Is this specific example of a graph having 10 vertices and 25 edges planar or non-planar?

Question

Let $N = \{1, 2, 3, 4, 5\}$
Let $G$ be an un-directed graph defined as follows:

• Let $VERTS(G)$ denote the vertex set of $G$.
• $N$ subset of $VERTS(G)$
• For all $k$ ∈ $N$, $N/\{k\}$ ∈ $VERTS(G)$
  • Specifically,
    • {2, 3, 4, 5} ∈ Verts(G)
    • {1, 3, 4, 5} ∈ Verts(G)
    • {1, 2, 4, 5} ∈ Verts(G)
    • {1, 2, 3, 5} ∈ Verts(G)
    • {1, 2, 3, 4} ∈ Verts(G)

The vertices noted above are the only elements of Verts(G) G has a total of 10 verticies.

For all k ∈ N, $\{k, N/\{k\}\}$ is an edge of $G$.
For example, $\{1, \{2, 3, 4, 5\}\}$ is an edge of $G$

Also, For all $k$ in $N$, for all $p$ ∈ N/{k} {N/{k}, p} is an edge of $G$.
For example, {{2, 3, 4, 5}, 2} is an edge of G.
G has a total of 25 edges.

Question: is $G$ a planar graph? Can it be drawn on the Cartesian plane without any two edges crossing each other?

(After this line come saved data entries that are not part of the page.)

PR #1847, opened 2015-09-13
Add sleep on adapter creation so 'list hostonlyifs' provides the correct info. 

### LINKED ISSUE #1843: Duplicate host only adapters created when creating a VM with virtualbox, VM creation hangs
##### Description of problem:
I'm running the latest Docker Toolbox (1.8.2) on Windows 10
When creating my first VM docker-machine creates 2 network adapters, the 2nd one gets assigned to the vm with garbage settings and create process hangs.

##### The culprit
It appears that there is significant latency from when a `hostonlyif` is created to being able to accurately query `hostonlyifs`. When docker-machine checks to see if there is an already created `hostonlyif` the netmask returned from `list hostonlyifs` doesn't match the expected netmask, instead we see a value of 15.0.0.0. This causes docker-machine to create a 2nd `hostonlyif`.

I'm not sure if this a bug in virtualbox or just a quirk we'll have to deal with.

##### Environment details (AWS, VirtualBox, physical, etc.):
Windows 10. Docker Toolbox 1.8.2

##### How reproducible:
Very reproducible

##### Steps to Reproduce:
1. Start with a fresh Docker Toolbox install. 
2. Remove all VM's and orphaned host only adpaters in VirtualBox
3. Attempt to create the default vm with docker quickstart,kitematic, or docker-machine

##### Actual Results:
VM creation hangs and two host only network adapters are created
here's the docker-machine create with debug
http://pastebin.com/raw.php?i=i868Tt7c

##### Expected Results:
VM creation to succeed with only one host only adapter

rwilliams:
Fixes #1843

### DIFF
--- a/drivers/virtualbox/network.go
+++ b/drivers/virtualbox/network.go
@@ -8,6 +8,7 @@ import (
 	"regexp"
 	"strconv"
 	"strings"
+	"time"
 )
 
 var (
@@ -160,6 +161,9 @@ func getOrCreateHostOnlyNetwork(hostIP net.IP, netmask net.IPMask, dhcpIP net.IP
 	if err := addHostonlyDHCP(hostOnlyNet.Name, dhcp); err != nil {
 		return nil, err
 	}
+
+	//sleep for a few seconds to allow virtualbox's network adapter creation to catch up
+	time.Sleep(5 * time.Second)
 
 	return hostOnlyNet, nil
 }


thaJeztah:
Hm, may be just me, but never a real fan of arbitrary "waits"; is there a way to *detect* if the interface is up?

rwilliams:
I'm all for a more programmatic alternative to the sleep call.  It's a quirk in virtualbox and I'm not sure if we're going to find an event we can listen for to know if `list hostonlyifs` is gonna return good info or not.

rwilliams:
I've opened a ticket with virtualbox.  https://www.virtualbox.org/ticket/14582

nathanleclaire:
I think @thaJeztah means if there is some way we can actually call out to Virtualbox and find out the specific moment when the interface comes up.  Otherwise, this fix will not work for all cases.  I'm not a fan of putting arbitrary sleeps in either, if we can avoid it.

rwilliams:
Closing this. Lets hope VirtualBox gets this fixed soon. I know we can check for a bad netmask returned from VirtualBox and just say ok that's the right adapter, but i feel like it might lead to issues on more complex setups.

Issue #1845, opened 2015-09-13
Machine name should be case insensitive


dmp42:
Using FileStore, case sensitiveness depends on the underlying filesystem, leading to inconsistent behaviors.

Typically on Linux, both "a" and "A" can exist - on OSX (by default), that won't work.

Assuming we have alternate stores in the future, case sensitiveness might be an issue as well.

2 cents: normalize names so they are always lowercased for the Store.

wdyt @ehazlett @nathanleclaire ?

dmp42:
Under a case sensitive filesystem, creating both "a" and "A" ends-up with the following weird output:

```
deploy@loft:~$ ./docker-machine ls
NAME   ACTIVE   DRIVER   STATE   URL    SWARM
a               none             none
a               none             none
```

A first `rm A` will be successful. A second `rm A` will fail, but `rm a` will succeed.

dmp42:
cc @dgageot @jeanlaurent

nathanleclaire:
Current proposed solution is to transform name to all lowercase before doing anything with a directory on disk.  Therefore `A` and `a` would always appear with their same original casing to users but reference only `a` on disk (therefore two machines with the same name but different casing would not be allowed).

PR #1848, opened 2015-09-13
Fix #1846

### LINKED ISSUE #1846: Valid machine name like "." or ".." don't work
Current hostname validation allows for such names, but that will break on the FileStore (obviously they "exist").

Suggestion: restrict hostname validation to prevent such names.

cc @ehazlett @nathanleclaire

dmp42:


thaJeztah:
(You may want to add `fixes #1846` to the description as well, not sure if GitHub looks at the title of a PR)

Looking at the regex, this PR would allow `--something`This regex would solve that;

`^[a-zA-Z0-9][a-zA-Z0-9_.-]*$`

I haven't looked deeply in the way this regex is used; is this just the name of a *machine* or also a *hostname*? If the latter, the regex should be slightly modified to disallow, for example `a...b` as a name (consecutive sequences of `.` or `-`, which can only be used as a separator in host names [rfc952](https://tools.ietf.org/html/rfc952), [rfc1123](https://tools.ietf.org/html/rfc1123#section-2.1)), something like this;

`^[a-zA-Z0-9]([a-zA-Z0-9][.-]?)*$`

(The above would still allow trailing `.` or `-`, I can come up with one that fixes that if needed)

Should machine names be case-sensitive?

dmp42:
Thanks @thaJeztah 

Case-sensitiveness, look here: #1845

I'm wary about not breaking things for current users. This fix here should just prevent non-currently working cases (".", "..").

Agreed that "--foo" should be prevented, though. Will amend to this.

A wider brainstorm about what should be a "hostname", and how that would translate on the store is certainly warranted, possibly as a later PR?

thaJeztah:
> A wider brainstorm about what should be a "hostname", and how that would translate on the store is certainly warranted, possibly as a later PR?

SGTM, I just "stumbled" on this PR, adding some thoughts on possible pit-falls here :-)

(Thanks for the link to https://github.com/docker/machine/issues/1845, I missed that one)

hairyhenderson:
@dmp42 - thanks! It'd be really useful to update the `TestValidateHostnameInvalid` test (in `host_test.go`) to add more examples of strings that shouldn't be valid. Otherwise, :+1:.

ehazlett:
LGTM

ehazlett:
@dmp42 if you want to add more invalid examples in the tests as @hairyhenderson mentioned that would be great.  i don't think this is blocked on it though.

nathanleclaire:
So, are we unconcerned about what effect this might have on users who currently have hostnames which validate this scheme?  It seems unlikely to be a problem but you never know-  If that's a risk we're willing to accept, I'm OK to merge.

dmp42:
@nathanleclaire 
This is a risk for the following names:

 * `.`
 * `..`
 * `-foo`

The first two cases don't even work (because of the FileStore), so, if we are breaking something, it's for names in the third case (dash something).

I believe we should accept this risk - but obviously open to discussion.

ehazlett:
I'm also ok with this risk.  LGTM

nathanleclaire:
LGTM

dmp42:
I re-enabled circleci now. Should work ok against master.
Will now progressively add more integration tests to it.

nathanleclaire:
Cool!

PR #1850, opened 2015-09-14
Migrate 'amazonec2' driver to AWS SDK

### LINKED ISSUE #858: Replace AWS driver
With the release of an AWS (alpha) SDK for Go, https://github.com/awslabs/aws-go

Using the official SDK has advantages over our current implementation since we wouldn't have to maintain lower level code.

euank:
Closes #858

This replaces the old custom ec2 client with the AWS maintained SDK.

This does not have any intentional behavioural differences other than log / error output differences.

This, unfortunately, does not have any more tests than the the driver previously did.
I've attempted to manually test all features of it.


dgageot:
Hi @euank is it something you still you still like to work on?

euank:
@dgageot absolutely; some other stuff has been distracting me from it, but I expect to be back at it soon.

If you could answer my query about whether there's any objection to adding in `gomock` or if there's a preferred way to mock dependencies here, I'd appreciate that as well.

I'll rebase and do the last bits of code cleanup and testing as soon as I have time.

jeanlaurent:
@euank about `gomock` can you do without it for now ?

We would be happy to help in any way to move this forward.

euank:
I've updated the original comment and title to reflect that I'd like this to be reviewed / considered for merge.
I significantly decreased the scope (removed the layers of abstraction I previously added, removed gomock and related test additions, no longer added other extraneous  changes).

Although I think the other changes in the previous version of this PR were valuable, I think it would be easier all around if this were kept small and the other issues were addressed separately.

If there's any mocking library you guys are fans of, I'd be happy to look into it, but I'd rather not write a by-hand mock for the EC2 client. I think the most valuable testing to add now would require such a mock.

jeanlaurent:
Rebased on current master as-is in #2684. Thanks @euank for the good work.

dgageot:
Merged with https://github.com/docker/machine/pull/2684

PR #1864, opened 2015-09-16
Update generic.md

zijam:
Parameter for '--generic-ssh-key' should point to users public key


dmp42:
@zijam can you sign your commits? Thanks

zijam:
Done :wink:

dmp42:
@zijam Sorry, I'm confused - why do you think the doc should be changed here?

dmp42:
@zijam I'm closing this for now since I don't think it's correct, but let me know if I missed something and we can certainly reopen.

PR #1889, opened 2015-09-21
Remove beta warning message

nathanleclaire:
The amount of confusion over this message has been very surprising to me.  It was intended to warn against using Machine in production, but users have taken it to indicate that Machine is unreliable in lower environments as well.  Since I'm not sure how to phrase the message to explain this to someone who doesn't grok the difference between "development" and "production", perhaps it's best just to take out.

cc @moxiegirl @ehazlett 

### DIFF
--- a/docs/index.md
+++ b/docs/index.md
@@ -11,9 +11,6 @@ parent="smn_workw_machine"
 
 # Docker Machine
 
-> **Note**: Machine is currently in beta, so things are likely to change. We
-> don't recommend you use it in production yet.
-
 Machine lets you create Docker hosts on your computer, on cloud providers, and
 inside your own data center. It automatically creates hosts, installs Docker on
 them, then configures the `docker` client to talk to them. A "machine" is the


moxiegirl:
If the warning still applies, we can clarify it rather than remove it.  Your choice.  It might present a company liability to remove it. You'd have to check with the legal team on that account.

nathanleclaire:
Any suggestions on how to clarify the message to people who don't understand what production is?  "Docker Machine is great for developing on your local computer, but ..."

moxiegirl:
*Machine is currently in beta so its features are likely to change frequently.   For this reason, you shouldn't rely on Machine for use in software processes or production workflows that your company depends on daily. You can use Docker Machine for your own evaluations, in sandboxes, in test, and other non-production environments.*

nathanleclaire:
To me, "you shouldn't rely on Machine for use in software processes or production workflows that your company depends on daily" implies that it's not suitable for development use (as development is a daily process), so the problem seems to remain the same with that phrasing.

moxiegirl:
*Machine is currently in beta so its features are likely to change frequently.   For this reason, you shouldn't rely on Machine for use in software processes or production workflows that your company depends on daily. You can use Docker Machine for your own evaluations, in sandboxes, in test, and other non-production environments.*

moxiegirl:
Let me play with that and see what I come up with.

moxiegirl:
*Machine is currently in beta so its features are likely to change frequently.   For this reason, you shouldn't rely on Machine for use in critical software processes or production workflows that your company depends on. You can use Docker Machine for your own evaluations, in development environments, in sandboxes, in test, and other non-production environments.*

nathanleclaire:
I feel like that just introduces a lot more uncertainty into the mix though. Our main problem today is that the current message doesn't clearly communicate that Machine is perfectly suitable for use in development, but we don't feel comfortable about recommending it in higher environments just yet.

moxiegirl:
@nathanleclaire Like my original comment said, these kind of warnings are standard in technical documentation.  My understanding has always been as a hedge against liability.  If you want to remove it, that is your choice.  

If the restriction is still the case, I would advise against removing it and would vote for rewriting it. I've offerred you several options that I think are appropriate. If you want to keep the warning, I suggest we meet to iron out the language to your satisfaction.  It would be more efficient.

nathanleclaire:
I'm going to take this risk and merge this

PR #1907, opened 2015-09-25
Do not quote machine name during hostname setup

### LINKED ISSUE #1906: Windows 10 - SSH Error When Setting Hostname (exit status 2: sh: syntax error: unterminated quoted string)
I wanted to try out the fix from PR #1882 so I am using a local build of master (c4cd238) on Windows 10 with Virtualbox. It looks like a bug may have been introduced in 2a15d98.

When I run `docker-machine -D create default --driver virtualbox` or `docker-machine regenerate-certs default`, it fails when setting the host name with the error **unterminated quoted string**. Here's a link to the [full output from both commands](https://gist.github.com/carolynvs/457f67bbcc1fffe3e78a), the important part is below.

```
About to run SSH command:
sudo /usr/bin/sethostname default && echo "default" | sudo tee /var/lib/boot2docker/etc/hostname
&{C:\Program Files\Git\usr\bin\ssh.exe [C:\Program Files\Git\usr\bin\ssh.exe -o PasswordAuthentication=no -o IdentitiesOnly=yes -o StrictHostKeyChecking=no -o UserKnownHostsFile=/dev/null -o LogLevel=quiet -o ConnectionAttempts=3 -o ConnectTimeout=10 -o ControlMaster=no -o ControlPath=no docker@127.0.0.1 -i C:\Users\caro8994\.docker\machine\machines\default\id_rsa -p 49654 sudo /usr/bin/sethostname default && echo "default" | sudo tee /var/lib/boot2docker/etc/hostname] []  <nil> <nil> <nil> [] <nil> <nil> <nil> <nil> false [] [] [] [] <nil>}
SSH cmd err, output: exit status 2: sh: syntax error: unterminated quoted string
```

I edited `boot2docker.go` `SetHostname` to not quote the docker machine name in the echo command
which fixed the problem. I'd be happy to send a PR if this seems like an appropriate change (dropping the quotes).

```go
func (provisioner *Boot2DockerProvisioner) SetHostname(hostname string) error {
	if _, err := provisioner.SSHCommand(fmt.Sprintf(
		"sudo /usr/bin/sethostname %s && echo %s | sudo tee /var/lib/boot2docker/etc/hostname",
		hostname,
		hostname,
	)); err != nil {
		return err
	}

	return nil
}
```

carolynvs:
Fixes #1906

### DIFF
--- a/libmachine/provision/boot2docker.go
+++ b/libmachine/provision/boot2docker.go
@@ -107,7 +107,7 @@ func (provisioner *Boot2DockerProvisioner) Hostname() (string, error) {
 
 func (provisioner *Boot2DockerProvisioner) SetHostname(hostname string) error {
 	if _, err := provisioner.SSHCommand(fmt.Sprintf(
-		"sudo /usr/bin/sethostname %s && echo %q | sudo tee /var/lib/boot2docker/etc/hostname",
+		"sudo /usr/bin/sethostname %s && echo %s | sudo tee /var/lib/boot2docker/etc/hostname",
 		hostname,
 		hostname,
 	)); err != nil {


carolynvs:
This fixed the immediate error message but it seems that something has changed recently in how ssh commands are sent to the host and there is more cleaning up to do. This PR fixes one instance of the problem, and the hostname is being set without error. 

However `docker-machine create default --driver virtualbox` still fails farther along, on another ssh command, when copying the certs to the host in `ConfigureAuth`...

nathanleclaire:
Hm, probably it's related to recent changes I've made to `ssh` code.  I'll take a look, thanks./

carolynvs:
@nathanleclaire Did you get a chance to look at this yet? I'm curious if you are seeing the same problem on master or if I should do more to provide steps to reproduce.

dmp42:
LGTM for this PR specifically.
@nathanleclaire do you think we can merge?

carolynvs:
I'd really like to hear back from someone else about all the SSH related problems I've been experiencing when using the latest from master before merging this. I fixed the first problem I encountered but it seems like there is a larger problem which this PR doesn't address.

nathanleclaire:
It's in the bucket of "Windows SSH related problems" and something I'll be devoting more focus on this week and next.  I'm hesitant to merge into master without a deeper understanding of the issue, although I have a general idea of what it probably is.

Sorry for the delay in processing @carolynvs, I assure you it's important to me to get this looked at and fixed before the release.

carolynvs:
@nathanleclaire Thanks, much appreciated! I just wanted to make sure this didn't get merged right now since it doesn't fix the real problem. :smile:

nathanleclaire:
I'm going to close this as it's been fixed through other areas thanks @carolynvs !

I drew the graph in paint, and started adding in edges, but I didn't finish adding edges. It looks non-planar, I think:

Answer 1

Without having to read beyond the title, the answer must be no. A simple planar graph on $n$ vertices can have at most $3n-6$ edges.

Answer 2

First point regarding notation : in Graph theory, it is widely standard to call $V(G)$ the set of vertices of a graph $G$, with cardinality $n$. And $E(G)$ its edge set with wardinality $m$. I would recommend keeping the standard notations, rather than "self-documenting" ones.

You are only describing, in the very convoluted way, the complete bipartite graph $K_{5,5}$.

Each vertex $i \in \{1,2,3,4,5\}$ is connected to $N\setminus\{i\}$ by your first rule and all $N\setminus\{j\neq i\}$ by the second rule.

As stated, as $m\leq3n-6$ for any planar graph, then this is not planar. Even if you delete two edges, it won't be as it would still include $K_{3,3}$ as a subgraph.